Mentre il viaggio delle polveri contaminate seminava paure e polemiche quasi dovunque nel mondo, la «glasnost» di Gorbaciov affrontava una prova molto ardua: le autorità sovietiche confermavano l'evento tre giorni dopo, con un dispaccio dell'agenzia Tass su «un incidente di media gravità alla centrale nucleare di Chernobyl» e un comunicato del consiglio dei ministri, letto in tv, nel quale si parlava di due morti in seguito all'esplosione e dell'immediato ordine di evacuazione per gli abitanti di Chernobyl. Soltanto il 14 maggio avveniva la prima ammissione pubblica di errori fatta dal segretario generale del Pcus Mikhail Gorbaciov: «Una sventura è scesa su di noi. Il peggio è passato, ma è ancora presto per dire la parola fine».

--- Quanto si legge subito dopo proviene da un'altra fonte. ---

PR #849, opened 2024-05-15
feat(ImageBlock): respect downloadProtection for the downloadButton

ragi96:
Needs https://github.com/Frontify/web-app/pull/4158


packages/image-block/src/components/DownloadAndAttachments.tsx
```diff
@@ -35,9 +35,12 @@ export const DownloadAndAttachments = ({
                 data-test-id="buttons-wrapper"
                 style={getTotalImagePadding(blockSettings)}
             >
-                {image && isDownloadable(blockSettings.security, blockSettings.downloadable, assetDownloadEnabled) && (
-                    <DownloadButton onDownload={() => appBridge.dispatch({ name: 'downloadAsset', payload: image })} />
-                )}
+                {image?.isDownloadProtected === false &&
```
fulopdaniel, line 38: Is there a scenario where `image?.isDownloadProtected` is undefined?

ragi96: If I adjust it, we would get a typecheck error on the `dispatch` of the `download`

fulopdaniel (approved):

PR #850, opened 2024-05-15
feat(ImageBlock): respect downloadability in asset viewer

fulopdaniel:


packages/image-block/src/ImageBlock.tsx
```diff
@@ -56,6 +57,12 @@ export const ImageBlock = withAttachmentsProvider(({ appBridge }: BlockProps) =>
     const { blockAssets, deleteAssetIdsFromKey, updateAssetIdsFromKey } = useBlockAssets(appBridge);
     const image = blockAssets?.[IMAGE_ID]?.[0];
     const attachmentCount = blockAssets[ATTACHMENTS_ASSET_ID]?.length || 0;
+    const isImageDownloadable = isDownloadable(
```
ragi96, line 60: add here also the check if its a protected image, 

If its protected always false, otherewise determine based on the `isDownloadable`

We will move that logic in the long run into the `guideline-blocks-settings` but lets wait, so its not becoming blocking

fulopdaniel: Yep, updated!

packages/image-block/src/ImageBlock.tsx
```diff
@@ -56,6 +57,10 @@ export const ImageBlock = withAttachmentsProvider(({ appBridge }: BlockProps) =>
     const { blockAssets, deleteAssetIdsFromKey, updateAssetIdsFromKey } = useBlockAssets(appBridge);
     const image = blockAssets?.[IMAGE_ID]?.[0];
     const attachmentCount = blockAssets[ATTACHMENTS_ASSET_ID]?.length || 0;
+    const isImageDownloadable =
+        image?.isDownloadProtected === false &&
+        isDownloadable(blockSettings.security, blockSettings.downloadable, assetDownloadEnabled);
```
ragi96, line 62: I think it would make sense to move that into the helpers and add some unit tests for it

ragi96: And as i just saw it the helper that is already there, should move into the `shared`

fulopdaniel: Updated, and added some tests to test the new logic, as the isDownloadable is already tested in `guideline-blocks-settings`

ragi96 (approved):
LGTM

PR #215, opened 2017-10-31
Reduced memory pressure when updating non-local pseudopotential.

yhirokawa-ccs:
I optimized non-local pseudopotential update from the point of view of a memory pressure.
They pack (gather) pseudopotential vector before updating a domain. After computing, they unpack (scatter) to 3D space grid.

I check the performance with 16 KNL nodes and ``examples/bulk_Si/input_sc_Si.inp``

1. the performance of pseudopotential improves up to 40%
2. the performance of hamiltonian improves up to 12%

### DIFF
--- a/src/ARTED/common/hpsi.f90
+++ b/src/ARTED/common/hpsi.f90
@@ -97,8 +97,13 @@ contains
 
   subroutine hpsi_omp_KB_base(ik,tpsi,htpsi,ttpsi)
     use timer
-    use Global_Variables, only: NLx,NLy,NLz,kAc,lapx,lapy,lapz,nabx,naby,nabz,Vloc,Mps,iuV,Hxyz,Nlma,a_tbl,zproj
+    use Global_Variables, only: NLx,NLy,NLz,kAc,lapx,lapy,lapz,nabx,naby,nabz,Vloc,Mps,iuV,Hxyz,Nlma,zproj
     use opt_variables, only: lapt,PNLx,PNLy,PNLz,PNL
+#ifdef ARTED_STENCIL_PADDING
+      use opt_variables, only: zJxyz => zKxyz
+#else
+      use opt_variables, only: zJxyz
+#endif
 #ifdef ARTED_USE_NVTX
     use nvtx
 #endif
@@ -126,7 +131,7 @@ contains
     LOG_END(LOG_HPSI_STENCIL)
 
     LOG_BEG(LOG_HPSI_PSEUDO)
-      call pseudo_pt(ik,tpsi,htpsi)
+      call pseudo_pt(ik,zJxyz,zproj(:,:,ik),tpsi,htpsi)
     LOG_END(LOG_HPSI_PSEUDO)
 
     NVTX_END()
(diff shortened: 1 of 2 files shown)


src/ARTED/common/hpsi.f90
```diff
@@ -150,34 +155,54 @@ subroutine subtraction(Vloc,tpsi,htpsi,ttpsi)
...
-        ia=a_tbl(ilma)
-        uVpsi=0.d0
+      complex(8) :: pseudo(NPI)
+      complex(8) :: dpseudo(NPI)
+
+      dpseudo = cmplx(0.d0)
+
+      ! gather (load) pseudo potential point
+      do i=1,NPI
+        pseudo(i) = tpsi(idx_proj(i))
```
shunsuke-sato, line 173: I think that some parts of `idx_proj(i)` are indefinite since the first dimension of `zJxyz(:,:)` is allocated up to `Nps` but initialized only up to `Mps(ia)` for each ion. Thus, if `Mps(ia)` has different value for different ions, the use of the full array `idx_proj(1:NPI=Nps*NI)` may induce segmentation fault.

src/ARTED/common/hpsi.f90
```diff
@@ -150,34 +155,54 @@ subroutine subtraction(Vloc,tpsi,htpsi,ttpsi)
...
         do j=1,Mps(ia)
-          i=zJxyz(j,ia)
-          htpsi(i)=htpsi(i)+zproj(j,ilma,ik)*uVpsi
+          dpseudo(ioffset+j) = dpseudo(ioffset+j) + zproj(j,i) * uVpsi
         end do
       end do
+      end do
+
+      ! scatter (store) pseudo potential point
+      do i=1,NPI
```
shunsuke-sato, line 197: The use of the full array `idx_proj` may induce segmentation fault. Please have a look at the above comment.

src/ARTED/modules/opt_variables.f90
```diff
@@ -204,6 +210,21 @@ subroutine init_for_padding
     end do
   end subroutine
 
+  subroutine init_projector
+    use global_variables
+    implicit none
+    integer :: i
+
+    NP = Nlma / NI
+    NPI = Nps * NI
```
shunsuke-sato: Related to above comments, `NPI` might be efficiently described as `NPI=sum(Mps)`.

shunsuke-sato (commented):
@yhirokawa san, thank you for your implementation. The optimization is very useful for all of users.

I had a quick review and have a couple of comments.
Perhaps, I misunderstood something. In that case, please let me know.

src/ARTED/common/hpsi.f90
yhirokawa-ccs: Thank you for reviewing.
I applied your suggestion by the commit ade3d81 that this commit removes uninitialized elements.

shunsuke-sato:
@yhirokawa san, thank you for quick implementation. But, still the problem does not seem to be solved. I check SiO2 calculation, but this patch does not reproduce the previous result.

Since I know how to fix the problem, let me fix it first. Then, I'll send a pull-request to your branch.

yhirokawa-ccs:
@shunsuke-sato san, thank you for quick check.
I found the cause of bug at SiO2 calculation (different value for different ions).
I will send fix commit tomorrow.

shunsuke-sato:
@yhirokawa san, thank you for your response.
Basically, what I wanted mention is that bug. Sorry, my explanation was not so clear.

Then, I'll wait for the fix commit. Thank you for your implementation.

yhirokawa-ccs:
@shunsuke-sato san, I apologize that the bug. I think that the bug fixed.
However, I haven't SiO2 calculation input file (Currently, ``examples`` and ``testsuites`` support Si case only...), so I cannot check the result under the environment of your reported.
We should check the result of SiO2 at tests.

src/ARTED/modules/opt_variables.f90
```diff
@@ -204,6 +212,27 @@ subroutine init_for_padding
     end do
   end subroutine
 
+  subroutine init_projector(zJxyz)
+    use global_variables
+    implicit none
+    integer,intent(in) :: zJxyz(Nps,NI)
+    integer :: i,ioffset
+
+    NP = Nlma / NI
```
shunsuke-sato: The number of projectors may be different for different ions. Thus, `NP` can be different from `Nlma/NI`.

shunsuke-sato (commented):
@yhirokawa san, thank you for your implementation. But, I found another problem. See the comment on the code.

This pseudopotential part is one of the most complicated part of the code and based much on physical intuitions. So, I'll make a fix commit and check it by myself. Then, I'll make a pull-request to your branch `pseudo-pt`.

Unfortunately, I could not manage the time for this task this week. Most probably, I'll send the pull-request to your branch on Sunday. So, I would like to ask you to wait for the fix commit. Once you will merge the fix commit to this branch, I'll merge this PR to `develop`. I'm sorry for inconvenience.

yhirokawa-ccs:
@shunsuke-sato san, I fixed it with the we count the number of projector as following codes.

```fortran
function count_if_integer(vec, val) result(n)
  implicit none
  integer,intent(in) :: vec(:)
  integer,intent(in) :: val
  integer :: n, i
  n = 0
  do i=1,size(vec)
    if (vec(i) == val) then
      n = n + 1
    end if
  end do
end function

allocate(nprojector(NI))
do i=1,NI
  nprojector(i) = count_if_integer(a_tbl, i)
end do
```

shunsuke-sato:
@yhirokawa san, thank you for fixing the problem! I checked the implementation, and confirmed that this patch reproduces the original results!
I also found about 7% speedup of the pseudopotential operation for `examples/bulk_Si/input_sc_Si.inp` with the Intel Xeon CPU!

In Italia stop a latte fresco e insalata
A partire dal 2 maggio in Italia, come misura precauzionale, si vieta per 15 giorni la vendita e il consumo di verdura stagionale a foglia larga e la somministrazione di latte fresco ai bambini fino a dieci anni e alle gestanti. Sui mercati agroalimentari si registrano pesanti ripercussioni, che ben presto coinvolgono anche i prodotti non direttamente interessati al provvedimento di messa al bando per il pericolo delle radiazioni. Vistosa, ma ovvia, l'impennata dei prezzi degli ortaggi ammessi regolarmente alla vendita: le quotazioni dei pomodori e delle patate registrano aumenti superiori al 50 per cento.

A Roma gli abituali clienti della Centrale rimandano indietro i furgoni con il carico intatto, anche la Centrale di Milano ha una resa molto alta. Chi allora aveva in famiglia figli piccoli ricorderà i pacchi depositati in cucina dei cartoni di latte a lunga conservazione, scomparso quasi subito dagli scaffali dei supermercati. Passeranno alcune settimane prima che il presidente del Consiglio Craxi, parlando ai microfoni della Rai, inviti i cittadini italiani a «tornare serenamente alle nostre abitudini alimentari».

I referendum sul nucleare del 1987 e 2011
Una “ricaduta” di Chernobyl - non di radioattività, ma di carattere politico - fu per il nostro paese il risultato dei tre referendum del novembre 1987, quando vennero bocciati a larga maggioranza la localizzazione delle centrali atomiche, la partecipazione alla costruzione delle centrali all'estero e i contributi ai comuni che accettavano centrali sul loro territorio: di fatto, anche se non “de jure”, fu sancita dalle urne l'uscita dell'Italia dal nucleare.

Per più di vent'anni la questione nucleare in Italia resta negli archivi della cronaca e della storia, ma nel 2008 il governo Berlusconi approva il piano triennale per lo sviluppo 2009-2011 (poi votato anche dal Parlamento) che disegna il ritorno del paese al nucleare, con l'obiettivo di arrivare a coprire il 25% del fabbisogno elettrico nazionale. Viene prevista la realizzazione di quattro impianti localizzati su due o tre siti. Anche questa volta parte la raccolta delle firme per il referendum abrogativo, indetto nel giugno 2011 insieme ai quesiti sulla privatizzazione dell'acqua e sul “legittimo impedimento” del presidente del Consiglio.

Ma tre mesi prima della consultazione popolare avviene il disastro della centrale atomica giapponese di Fukushima Dai-ichi, a seguito del terremoto e del maremoto dell'11 marzo: alle urne viene agevolmente superato il quorum del 50% più uno degli elettori e c'è un boom di “sì” per tutti i quesiti. Il ritorno del nucleare viene respinto dal 94,5% dei votanti.